I'm Not Charlotte Lucas(25)
His thick, dark eyebrows pulled together, and a crease formed between them. “Hey, maybe I think Vera has good taste. I had a good time last night. You didn’t?”
“I had a great time last night,” I agreed. “Because there was no pressure.”
He held my gaze, stepping closer. “No pressure.” He rolled the words around on his tongue like they were foreign and meant to be examined. His pure-blue eyes fastened on me, clear in the sunlight, freezing me in place. “In my experience, when there’s no pressure on a date, it’s because you find the other person repulsive and know it won’t lead anywhere. Do you find me repulsive, Charlie?”
Chapter Eleven
Liam knew I didn’t find him repulsive. He’d caught me staring at him how many times today already? I shook my head, because despite my desire to tell Liam that I thought he was hideous—however big of a lie that would be—I was ingrained with a severe integrity vein that I couldn’t break no matter how hard I tried.
“So if you don’t find me repulsive, then why didn’t you feel any pressure on our date?” He stepped closer again, his eyes narrowing in thought.
“Come on.” I swallowed, forcing myself not to take another step back. I couldn’t betray how much this guy affected me. Especially not now. “You know.” I indicated him and then myself.
“I know that I don’t repulse you,” he agreed. “And I know that you looked incredible last night.”
His gaze swept over me, and I wanted the ground to open up and swallow me whole. Was he seriously comparing me in a fancy dress, my hair and makeup professionally applied, to me in yoga pants and with a dirt facial? Unfair.
“And now I know that you look gorgeous in anything.”
He did not just say that. What was his angle?
“You’re a charmer,” I said, crossing my arms over my chest. Something about Liam’s frank speaking made me uncomfortable. I didn’t know how much to take seriously.
He shook his head. “You don’t seem like the type of girl to ask for compliments—”
“Because I’m not.”
“—which is why I feel completely fine giving them to you. But don’t worry. I’ll keep it to a minimum.”
I chuckled, shaking my head. “I don’t think you need to worry about that. I’ve got it on good authority that Vera won’t push us together for much longer.”
His voice dropped. “Oh yeah? Why is that?”
“Because I’m going to tell her that I’m seeing Andy again.” The upper hand regained, I picked up my shovel and knee pad. “So now that we’ve got all of our feelings sorted, I’m going to get started on the other plot.”
A few minutes later, Liam followed me to the other side of the porch and went back to work. We got this side done a lot quicker, and I had to laugh when we got to the bottom of the tote box and found a stack of gardening books. So that was why it felt so heavy. I was vindicated, but Liam only chuckled.
I still thought that maybe I should head back to Zumba if I could find the time.
It was late afternoon when we finished cleaning up, and I wiped my hands together, standing beside Liam outside of the garden shed. “Thanks for the help. I guess maybe I’ll see you around.”
I rather thought that I wouldn’t, but I kept that part to myself.
He watched me, nodding, his eyes calculating. I couldn’t quite read what he was thinking, but I thought maybe that was a good thing.
“Have fun on your date,” he said, his voice low. “I hope he doesn’t disappoint you.”
I tried for a playful smile. “Don’t you mean you hope I don’t dash his dreams?”
“I don’t care about his dreams. Dash them all you want.”
I paused, unsure how to proceed. Did that mean he cared about mine? Well, he probably cared in the sense that he cared about Vera, and she cared about me a lot. I turned to go, waving a hand over my head.
“See you around,” I hollered, making my way to the side gate. I wasn’t going to track dirt into Vera’s clean white house. I would call her later about the paintings.

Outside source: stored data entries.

PR #236, opened 2026-07-19
Enable the storage guard by default

andrewlaack:
The storage guard stops running apps when free disk drops below a threshold, so a full disk doesn't silently take an instance fully down (generic 500s). It was disabled by default (storage_min_free_mb defaulted to 0), so owners got no protection unless they knew to set the config key and reboot — which is what bit us in practice.

This simply enables the guard by default: storage_min_free_mb now defaults to 500 (MB) instead of 0. The guard stays config-only — operators change the threshold, or disable it entirely with 0, in the router config and reboot. No new UI, table, migration, or API surface (keeping the configurable-setting count and code small, per review discussion).

- config: storage_min_free_mb default 0 -> 500.
- Docstring and docs updated to describe the guard as on-by-default and config-tunable.

Testing: unit tests assert the default config now enables the guard and that setting 0 disables it (plus the existing guard behavior tests). Verified end to end on a fresh instance provisioned from this branch: with no config, storage-status reports the 500MB threshold active; a config threshold set above free disk stops all running apps with the storage-too-low message on the next guard check; setting 0 disables enforcement.


zplizzi:
what's the use case for wanting to change this? i feel like setting to enabled and like 500MB is pretty fine as a default? i'm curious why it didn't work in bowei's case.

andrewlaack:
@zplizzi this didn't work in bowei's case because it wasn't enabled by default. This enables it by default and shows this in the ui in case people want to disable it (perhaps during cleanup or if they are severely resource constrained).

zplizzi:
hmm i think i'd be inclined to just enable by default without adding a UI way to enable/disable/set limit. just to keep things simpler both code wise and keeping the amount of configurable settings smaller. if someone really cares, they can always change their instance config file manually and reboot.

PR #241, opened 2026-07-21
Add periodic dangling-image pruner thread

andrewlaack:
Every app rebuild re-tags openhost-{app}:latest and orphans the previous image, so untagged (dangling) image layers accumulate over time. Nothing prunes them automatically today: the /api/drop-docker-cache endpoint exists but runs only on explicit operator action, so on long-lived hosts these dangling images pile up and can fill the disk.

This adds a lightweight daemon thread that periodically prunes only dangling images, independent of disk pressure. It runs podman image prune --force (note: no --all), so tagged images for stopped apps are kept and nothing has to be rebuilt on next start. That is what makes an unconditional periodic prune safe.

Details:
- New core/image_pruner.py with the daemon thread, started once per instance from the app bootstrap, mirroring the existing storage guard (idempotent per db_path).
- New containers.prune_dangling_images() helper alongside the existing drop_docker_build_cache(); the difference is the omitted --all flag.
- Config field image_prune_interval_seconds (default 6h; 0 disables). The loop sleeps the interval before its first prune so a mid-build deploy's intermediate layers aren't pruned during the startup rush.
- Prune failures are logged and swallowed so a transient podman error can't kill the loop.

Testing:
- New unit tests for the prune command shape (asserts no --all), the raise-on-error path, the loop swallowing failures, thread start/idempotency/disable, and that the loop sleeps before the first prune. All pass.
- Full compute_space suite green except pre-existing environmental failures (integration and settings_host_prep) that also fail on clean main without the full runtime env.
- ruff check and format clean.
- Vet: opus API plus three agentic runs, all clean.

This is one of two disk-fill mitigation PRs. The other caps journald on-disk size. This PR does not change the storage guard's stop-apps behavior.

### DIFF
--- a/compute_space/src/compute_space/config.py
+++ b/compute_space/src/compute_space/config.py
@@ -75,6 +75,11 @@ class Config:
     # How often (seconds) to prune dangling container images (0 = disabled).
     image_prune_interval_seconds: int
 
+    # Age (seconds) above which a tagged OpenHost app image with no matching app
+    # in the DB is treated as orphaned and pruned (0 = never prune orphaned
+    # tagged images).
+    image_orphan_max_age_seconds: int
+
     ## Ports
     port_range_start: int
     port_range_end: int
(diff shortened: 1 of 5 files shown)


zplizzi (approved):
how will this handle apps that were deleted long ago? would they still have a tag and thus never get cleaned? i think maybe we should additionally do something time based - any images that are say more than a week old (and don't correspond to a current openhost app in any state) can be pruned, even if they still have a tag. otherwise lgtm.

PR #243, opened 2026-07-22
Email: one-NS-record custom domain + mailbox relay-config endpoint

andrewlaack:
Builds on the email foundation branch (andrew/email-dns-records).

Lets an owner use their own mail domain by adding a single NS record delegating it to the instance's CoreDNS.

- email_custom_domain config; the instance serves it as a second authoritative CoreDNS zone (extra Corefile block + zonefile.custom whose NS host is ns.<zone>, so one delegation record suffices) and provisions a second SES identity + SPF/DKIM/DMARC/MX for it.
- custom_domain_delegation_record() + GET /api/email/custom-domain surface the exact NS record to the owner.
- Scoped GET /api/email/relay-config (option b): the mailbox app fetches its SMTP smarthost relay credentials with its app token; the relay password is returned only to the mailbox app (email_mailbox_app_names), never injected into every app's environment.
- docs + tests.

### DIFF
--- a/ansible/templates/config.toml.j2
+++ b/ansible/templates/config.toml.j2
@@ -52,4 +52,13 @@ email_inbound_mx_host = "{{ email_inbound_mx_host | default('inbound-smtp.us-wes
 {% if email_dmarc_rua is defined %}
 email_dmarc_rua = "{{ email_dmarc_rua }}"
 {% endif %}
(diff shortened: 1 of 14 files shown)


andrewlaack:
Superseded by #246, which consolidates all email work into a single PR based on main.

PR #382, opened 2025-07-03
golive: increase thumb retries, add loading overlay

### LINKED ISSUE #376: mobile streaming: wait longer for thumbnail to get created
And maybe proactively show a "waiting for thumbnail creation" message

espeon:
Loading overlay is for after we count down, and before we get back from the server that it recieved our stream record

### DIFF
--- a/js/components/src/streamplace-store/stream.tsx
+++ b/js/components/src/streamplace-store/stream.tsx
@@ -18,7 +18,7 @@ const uploadThumbnail = async (
       while (
         thumbnail.data.blob.size === 0 &&
         customThumbnail.size !== 0 &&
-        tries < 3
+        tries < 12
       ) {
         console.warn(
           "Reuploading blob as blob sizes don't match! Blob size recieved is",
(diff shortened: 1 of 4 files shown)


js/components/src/streamplace-store/stream.tsx
```diff
@@ -18,7 +18,7 @@ const uploadThumbnail = async (
       while (
         thumbnail.data.blob.size === 0 &&
         customThumbnail.size !== 0 &&
-        tries < 3
+        tries < 12
```
iameli: With this I'm concerned about what happens when they navigate away from the stream before the upload - are we gonna display an error message 15 seconds later? Would be nice to have some kind of cancellation here (which you could probably do by making this into a `useUploadThumbnail` hook that knows when it's unmounted, ig?)

iameli (changes requested):
Looks reasonable but haven't tested. We should prolly figure out a way to cancel thumbnail upload

js/components/src/streamplace-store/stream.tsx
espeon: hmm, good point here. this is definitely doable

iameli (approved):
LGTM

PR #385, opened 2025-07-06
chat: on mobile, use a larger touch area instead of hitslop

### LINKED ISSUE #361: mobile: chat dragging on android is kinda hard

espeon:
Looks like something's overriding the hitslop on web/android and not on iOS, so switching to simply having a bigger touch area. Shown in the image below
image

fixes https://github.com/streamplace/streamplace/issues/361


iameli (approved):
yep LGTM

PR #386, opened 2025-07-08
player: start work on responsive design New Player

### LINKED ISSUE #352: player: finish consolidating old and new players

espeon:


espeon:
Still a few things left to do (but not much!) before we reach parity here

iameli (commented):
Something was funny on my initial load; stream wouldn't start. Worked aver resizing the window a little bit

iameli (changes requested):
This is looking really really good!

* [x] On my first load the stream wasn't starting, goes away if I resize the window to restart the connection
* [x] Seems like with the above I wasn't getting any kind of loading status
* [x] I think we're missing the PiP button (from the other player too)
* [x] The `@` and smilie are a little cut off on my iPhone
image


* [x] I'm not logged in on that screenshot but there's still a chat box - need some kind of prompt to go log in there
* [x] Go ahead and promote this player to the main route - we can preserve the old one at `/legacy-player` or something for a moment (but it'll be great to get it out of there and start the process of completely removing tamagui)
* [x] My chat messages seem to be showing up twice - I checked and it does appear to be two different records getting created
image

* [x] The offline experience doesn't seem great, I'm just getting a black screen right now (and frozen stream on iPhone)

image

iameli:
* [x] I was pressing the emoji and mention button and found a `<div>` somewhere lol 

image

* We should get the self-test things moved over to the new player or they're not testing anything meaningful anymore. [You should be able to do this easily enough by just porting over the `Multi` component](https://github.com/streamplace/streamplace/blob/2fa6f862cf0f7d31ebddc9629c929d01bb4f520e/js/app/src/screens/multi.tsx) which is what backs that grid of test players

espeon:
related: I also need to switch over the embed oomponent as well

also:
- [x] debug component

iameli:
This is really close!

* [x] Think we're still missing a PiP button on desktop - Firefox has its own but Chrome-y browsers need one
* [x] This button seems to not do anything
image

* [x] Another nit: the controls in the lower-right aren't clickable when the big mute button is present:

image

espeon:
pip would require a rebase (afaik?) but will get it done sometime today 👍🏼

espeon:
last thing: loading experience is a little subpar, will hack on that for a bit

iameli:
* [x] My name shows up briefly as white when I chat:

image

iameli:
This showing up for me on iPhone at the moment but I don't trust my Devplace build so I'll try fresh

image

iameli:
Repro'd on Android too, looks real

iameli (approved):
Let's gooooooo! More that we can polish but let's get it in next

Squash merge plz

PR #388, opened 2025-07-09
player: add reloading test + reloading fix?

### LINKED ISSUE #350: streams seem to be not auto-reloading
We just get an offline countdown that says zero over and over :(

We should add an automated end-to-end test on this, added to this list, where a stream runs and then stops for 10 seconds and then plays again:

https://github.com/streamplace/streamplace/blob/5ba9e883d66902f99cfb20fa4ec10f66535e9274/js/desktop/src/tests/test-runner.ts#L13-L16

espeon:
Still don't know what the root cause of this is, but our way of detecting it broke. Looks like one previously used a 'ref' as a key, [which doesn't work](https://react.dev/learn/referencing-values-with-refs).


iameli (approved):
Nice, just tested this successfully! You've got a merge conflict in there somehow but LGTM

espeon:
Will merge once this builds, then.

espeon:
🎊

PR #389, opened 2025-07-09
player: reporting interface

espeon:
Adding a simple reporting interface that doesn't go anywhere just yet.


iameli:
Combined with https://github.com/streamplace/streamplace/pull/422 for testing

PR #392, opened 2025-07-12
golive: correctly resolve facets on bluesky post

### LINKED ISSUE #391: livestream: bluesky post maker does not properly facet titles

espeon:
should close #391


iameli (approved):
Yep looks good!

PR #393, opened 2025-07-12
chat: add 'hide message' feature

### LINKED ISSUE #355: moderation: add streamer "hide message" support for chat messages via post-gating

espeon:


js/components/src/components/chat/mod-view.tsx
```diff
@@ -62,52 +77,61 @@ export const ModView = forwardRef<ModViewRef, ModViewProps>(() => {
...
-                  onPress={
-                    onDeleteMessage
-                      ? () => onDeleteMessage(modMessage)
-                      : undefined
-                  }
+            {/* TODO: Checking for non-owner moderators */}
+            {channelId === handle && (
+              <DropdownMenuGroup title={`Moderation actions`}>
+                <DropdownMenuItem
+                  disabled={message.author.did === agent?.did}
```
iameli: I mean. I'm not sure the use case for hiding your own messages but... why not, I guess?

iameli (changes requested):
Looks exactly right but I can't get the menu to pop up :(

espeon:
> Looks exactly right but I can't get the menu to pop up :(

Should be fixed, I was using a weird hook that required navigator or something odd like that.

iameli (approved):
Looking great now! One nit on the mod view generally: I'd kind of expect to be able to tap off the mod view by clicking the dead space above the thing; dragging the thing all the way down is a bit less familiar to me. NBD (And plausibly not new) though

iameli (approved):
Yep, looks great now!

PR #398, opened 2025-07-16
make internal API url configurable for live subcommand

espeon:
Important for dockerized deployments of Mistserver, without directly using host networking mode

e.g. if one is setting up mistserver elsewhere, one can set the internal API url to the specific host IP (assuming they have the firewall set up correctly), or to something like host.docker.internal.

### DIFF
--- a/pkg/cmd/streamplace.go
+++ b/pkg/cmd/streamplace.go
@@ -87,11 +87,21 @@ func start(build *config.BuildFlags, platformJobs []jobFunc) error {
 	}
 
 	if len(os.Args) > 1 && os.Args[1] == "live" {
-		if len(os.Args) != 3 {
-			fmt.Println("usage: streamplace live [stream-key]")
+		cli := config.CLI{Build: build}
+		fs := cli.NewFlagSet("streamplace live")
+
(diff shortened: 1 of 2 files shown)


pkg/cmd/streamplace.go
```diff
@@ -87,11 +87,21 @@ func start(build *config.BuildFlags, platformJobs []jobFunc) error {
 	}
 
 	if len(os.Args) > 1 && os.Args[1] == "live" {
-		if len(os.Args) != 3 {
-			fmt.Println("usage: streamplace live [stream-key]")
+		cli := config.CLI{Build: build}
+		fs := cli.NewFlagSet("streamplace live")
+
+		err := cli.Parse(fs, os.Args[2:])
```
iameli, line 93: This is fine but just a note to myself: I'm about to make `--public-host` a required parameter, will need to make sure that gets handled here

iameli (approved):
This makes sense and is an improvement but I'm generally unhappy with the state of the RTMP sidecar situation, maybe I need to go throw rocks at MediaMTX's bedroom window until they listen to me 💢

Liam never said anything back, but it felt like his gaze was pinned to me as I left. I was so tempted to glance over my shoulder and see if he was watching me, but I forced myself to walk forward and not look back.
***
“Where did I put it?” I yelled, tearing the blankets from my bed and shaking them out. No one was home, which I knew, but that didn’t stop me from venting my frustration very loudly anyway.
I couldn’t even remember the last time I’d held my phone, but I knew it wasn’t today. Which was really very strange for me. I mean, I wasn’t attached to my phone like it was a lifeline, but I was used to checking my social media accounts at least a couple times a day.
Now I had a date tonight and no phone to discover what time that date began. Or whether I was driving or Andy was picking me up—I would prefer to drive myself—or whether he’d canceled because something else had come up.
I refused to be that girl sitting in the restaurant waiting for my date for an hour.
Ugh. Where was my blasted phone?
My room was officially torn apart, and it was not here. Sofa cushions were upended and clothes strewn over my floor. I ran downstairs and lifted the landline, dialing my number and putting the phone to my ear. I flung my wet hair over my shoulder and bounced on my toes. I really needed to resolve this phone thing so I could blow-dry my hair before it dried in a terrible, frizzy way.